Just bring them online:
ALTER DISKGROUP DATA ONLINE DISKS IN FAILGROUP FG1;
ALTER DISKGROUP RECO ONLINE DISKS IN FAILGROUP FG1;
Final state:
NAME GROUP_NUMBER LABEL PATH MOUNT_S V FAILGROUP HEADER_STATU FAILGRO STATE
---------- ------------ ---------- ----------------------------------- ------- - --------------- ------------ ------- --------
DATA2 1 DATA2 ORCL:DATA2 CACHED N FG2 MEMBER REGULAR NORMAL
DATA1 1 DATA1 ORCL:DATA1 CACHED N FG1 MEMBER REGULAR NORMAL
RECO_0002 2 /mnt/votedisk/vote_disk CACHED Y FG3 MEMBER QUORUM NORMAL
RECO1 2 RECO1 ORCL:RECO1 CACHED Y FG1 MEMBER REGULAR NORMAL
RECO2 2 RECO2 ORCL:RECO2 CACHED Y FG2 MEMBER REGULAR NORMAL
Conslusion
There’s more than one way to skin this cat. An alternative fix would have been to present the single-path array’s disks through multipath as well — a single-path multipath device is still a valid multipath device. That would make the entire ASM disk landscape uniform: everything goes through /dev/dm-*, ORACLEASM_SCANORDER becomes a non-issue, and the race condition with udev has nowhere to hide. The downside is that it requires a properly configured multipath.conf and — more importantly — a multipathd that actually stays running. Which, as we’ve seen, is not something you want to take for granted.

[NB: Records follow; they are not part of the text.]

PR #1614, opened 2022-09-12
TDist: use one instead of 1 for type stability

nsajko:


src/univariate/continuous/tdist.jl
```diff
@@ -79,7 +79,7 @@ end
 
 @_delegate_statsfuns TDist tdist ν
 
-rand(rng::AbstractRNG, d::TDist) = randn(rng) / ( isinf(d.ν) ? 1 : sqrt(rand(rng, Chisq(d.ν))/d.ν) )
+rand(rng::AbstractRNG, d::TDist) = randn(rng) / ( isinf(d.ν) ? one(d.ν) : sqrt(rand(rng, Chisq(d.ν))/d.ν) )
```
devmotion, line 82: I guess the function is type stable for most parameter types (but I assume that was the case already before, at least for `TDist{Float64}`, `TDist{Float32}`, and `TDist{Int}` that was the case - even though the expression `isinf(...) ? ... : ...` was not type stable for `Float64` and `Float32`). However, the expression `isinf(..) ? ... : ...` is actually still not type stable. For instance,
```julia

julia> f(ν) = isinf(ν) ? one(ν) : sqrt(rand(Random.default_rng(), Chisq(ν))/ν)

julia> @code_warntype f(1.0)
MethodInstance for f(::Float64)
  from f(ν) in Main at REPL[5]:1
Arguments
  #self#::Core.Const(f)
  ν::Float64
Body::Float64
1 ─ %1  = Main.isinf(ν)::Bool
└──       goto #3 if not %1
2 ─ %3  = Main.one(ν)::Core.Const(1.0)
└──       return %3
3 ─ %5  = Random.default_rng::Core.Const(Random.default_rng)
│   %6  = (%5)()::Core.Const(TaskLocalRNG())
│   %7  = Main.Chisq(ν)::Chisq{Float64}
│   %8  = Main.rand(%6, %7)::Float64
│   %9  = (%8 / ν)::Float64
│   %10 = Main.sqrt(%9)::Float64
└──       return %10


julia> @code_warntype f(1f0)
MethodInstance for f(::Float32)
  from f(ν) in Main at REPL[5]:1
Arguments
  #self#::Core.Const(f)
  ν::Float32
Body::Union{Float32, Float64}
1 ─ %1  = Main.isinf(ν)::Bool
└──       goto #3 if not %1
2 ─ %3  = Main.one(ν)::Core.Const(1.0f0)
└──       return %3
3 ─ %5  = Random.default_rng::Core.Const(Random.default_rng)
│   %6  = (%5)()::Core.Const(TaskLocalRNG())
│   %7  = Main.Chisq(ν)::Chisq{Float32}
│   %8  = Main.rand(%6, %7)::Float64
│   %9  = (%8 / ν)::Float64
│   %10 = Main.sqrt(%9)::Float64
└──       return %10
```
Maybe we should just change it to
```suggestion
function rand(rng::AbstractRNG, d::TDist)
    ν = d.ν
    z = sqrt(rand(rng, Chisq(ν)) / ν
    return randn(rng) / (isinf(ν) ? one(z) : z)
end
```
to be completely type stable in all possible cases.

devmotion (commented):
Thank you for the PR!

I think we could improve the function even a bit more. I wonder also if we could add a test that's currently failing and fixed by this PR?

src/univariate/continuous/tdist.jl
devmotion: One additional improvement would be
```suggestion
function rand(rng::AbstractRNG, d::TDist)
    ν = d.ν
    z = sqrt(rand(rng, Chisq{typeof(ν)}(ν)) / ν
    return randn(rng) / (isinf(ν) ? one(z) : z)
end
```
since we can skip the argument check (we know that `ν` is positive since it is a parameter of `TDist`).

devmotion (commented):
Thanks again for the PR! I applied an additional fix (see my comment above) and added some type inference tests (they fail on the master branch).

devmotion (approved):

PR #1619, opened 2022-09-20
Add `init` argument to `Product` logpdf

phipsgabler:
Otherwise, `product_distribution` fails with empty vectors of non-normal distributions:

Another option worth mentioning is replacing ASMLib altogether with udev rules. udev can stamp ASM disk headers and manage device ownership just fine without the kernel module, and it’s actually the preferred approach on newer systems where ASMLib is no longer actively developed. The catch in this particular situation: migrating from ASMLib to udev rules is not an operation which I would like to make online. So that one goes on the backlog.
The fix applied was pragmatic — one config line, no downtime, no DROP DISK drama. Sometimes that’s exactly the right call.
ASMLib, udev, AFD, each occupying the same territory. But which one belongs in your architecture? That’s a different story.